Infectious and parasitic diseases (A00-B99).
- Infections, unspecified
Musculoskeletal system and connective tissue (M00-M99).
- Osteoarthritis
- Restricted mobility, unspecified
- Rheumatoid arthritis
- Sarcopenia (muscle weakness or muscle wasting).
Ears – mastoid process (H60-H95)
- Balance disorders
- Hearing disorders (synonyms: disacusis; dysacusis; hypacusis; hypoacusis; surditas; deafness).
- Disorders of vestibular function (vertigo, e.g., labyrinthitis, Meniere’s disease).
Psyche – Nervous System (F00-F99; G00-G99).
- Acute alcohol intoxication and chronic alcohol abuse (alcohol dependence).
- Dementia (deficit in cognitive, emotional, and social skills; e.g., Alzheimer’s dementia)
- Depression
- Diabetic autonomic neuropathy – diabetes-related nervous disease of autonomic nerves.
- Epilepsy
- Gait disorders
- Hydrocephalus (hydrocephalus; pathological enlargement of the liquid-filled fluid spaces (cerebral ventricles) of the brain).

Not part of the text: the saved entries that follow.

PR #432, opened 2022-03-03
Adds SHA256 Cryptocell code to bootloader

kaczmarczyck:
The last piece to make the bootloader actually work. Advantage of a hardware SHA256 is the much faster boot time.

### DIFF
--- a/bootloader/src/bitfields.rs
+++ b/bootloader/src/bitfields.rs
@@ -1,4 +1,4 @@
-// Copyright 2020-2021 Google LLC
+// Copyright 2020-2022 Google LLC
 //
 // Licensed under the Apache License, Version 2.0 (the "License");
 // you may not use this file except in compliance with the License.
--- a/bootloader/src/bitfields.rs
+++ b/bootloader/src/bitfields.rs
@@ -1,0 +1,118 @@
+// Copyright 2020-2021 Google LLC
+//
+// Licensed under the Apache License, Version 2.0 (the "License");
+// you may not use this file except in compliance with the License.
+// You may obtain a copy of the License at
+//
+//      http://www.apache.org/licenses/LICENSE-2.0
+//
+// Unless required by applicable law or agreed to in writing, software
+// distributed under the License is distributed on an "AS IS" BASIS,
+// WITHOUT WARRANTIES OR CONDITIONS OF ANY KIND, either express or implied.
+// See the License for the specific language governing permissions and
+// limitations under the License.
+
+use tock_registers::register_bitfields;
+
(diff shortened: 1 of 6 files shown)


bootloader/src/bitfields.rs
```diff
@@ -0,0 +1,118 @@
+// Copyright 2020-2021 Google LLC
```
jmichelp: 2022 now :)

bootloader/src/crypto_cell.rs
```diff
@@ -0,0 +1,283 @@
+// Copyright 2019-2021 Google LLC
```
jmichelp: Same here

bootloader/src/crypto_cell.rs
```diff
@@ -0,0 +1,283 @@
...
+    fn clear_data(&self) {
+        let mut ctx = self.hash_ctx.get();
+        ctx.iter_mut().for_each(|b| *b = 0);
+        self.hash_ctx.set(ctx);
+        self.hash_total_size.set(0);
+    }
+
+    /// Adds data to the current hash computation.
+    ///
+    /// You have to know in advance is this is going to be the last block, and indicate that
```
jmichelp: typo: advance if this is going

bootloader/src/registers.rs
```diff
@@ -0,0 +1,139 @@
+// Copyright 2020-2021 Google LLC
```
jmichelp: Again :)

jmichelp (commented):
As we may need the Cryptocell code also in Tock, I wonder if this wouldn't make sense to make it a separate crate that we could import in both the bootloader and the kernel. Otherwise we'll end up with code duplication and different kinds of API to compute hashes.

kaczmarczyck:
Question is if you want the new crate now or submit and put the work in when / if we submit it to Tock?

This PR is simpler than what I think you had in mind for Tock, i.e. it's API doesn't allow concurrent calls. So I don't know if a simply move to a new crate would actually be that useful?

jmichelp:
We can merge it as-is at the moment to get the feature out.
And let's align with @ia0 to make it a separate crate that can bootstrap the work around hardware crypto support.

jmichelp (approved):

ia0:
> And let's align with @ia0 to make it a separate crate that can bootstrap the work around hardware crypto support.

Ack! (I don't have any ideas yet, and that might be related to ctap as a library too, so should definitely be in our radar).

kaczmarczyck:
Thanks!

- Cognitive impairment (human functions related to perception, learning, remembering, and thinking, i.e., human cognition and information processing), not specified
- Concentration disorders
- Parkinson’s disease (shaking palsy)
- Multiple sclerosis (MS)
- Neurological disorders, unspecified
- Paresis (paralysis), unspecified
- Peripheral neuropathy (disruption of one or more peripheral nerves) – including chemotherapy-induced peripheral neuropathy.
- Polyneuropathy – degenerative disease of the peripheral nerves.
- Spinal cord damage, unspecified
- Cystic changes in the cerebral ventricles resulting in sudden and short-lived drop attacks (“fall attack”; sudden fall event with unaffected consciousness due to loss of tone in the lower extremities)
Symptoms and abnormal clinical and laboratory findings not classified elsewhere (R00-R99)
- Asterixis (“flapping wings,” flutter tremor).
- Chronic pain – in adults over 50 years of age and presence of multilocular (“in multiple locations”) pain, the tendency to fall is almost doubled compared to peers without pain
- Gait disorder, unspecified
- Urinary incontinence (bladder weakness)
- Syncope – short-lasting fainting due to an undersupply of oxygen to the brain.
- Vertigo (dizziness; e.g., labyrinthitis, Meniere’s disease).
Further
- Physiological changes in old age*
Medication
- Medication side effects
- Alpha blockers-significantly more men fell after starting therapy than men in the control group (1.45 versus 1.28%). Relatively, the difference was about 12%; absolutely, it was only 0.17%; bone fractures were recorded in 0.48% of patients on alpha blockers and in 0.41% without (the difference was significant)
- Benzodiazepines, phenothiazines, tricyclic antidepressants; antihypertensives – people who had already had a fall[1] were particularly at risk); another study was unable to confirm the association with antihypertensives: in fact, it was able to demonstrate a significantly low risk of falls resulting in injury for ACE inhibitors and calcium antagonists; another study was also able to demonstrate a lower risk of falls for RAAS inhibitors
- Polypharmacy (> 6 prescribed medications).
- Other drugs see below delirium
* Physiological changes in old age include:
- General weakness
- Orthostatic hypotension – drop in blood pressure associated with standing up.
- Alteration of attention, coordination and speed
- Decreased proprioception (perception of depth sensitivity and body position in space).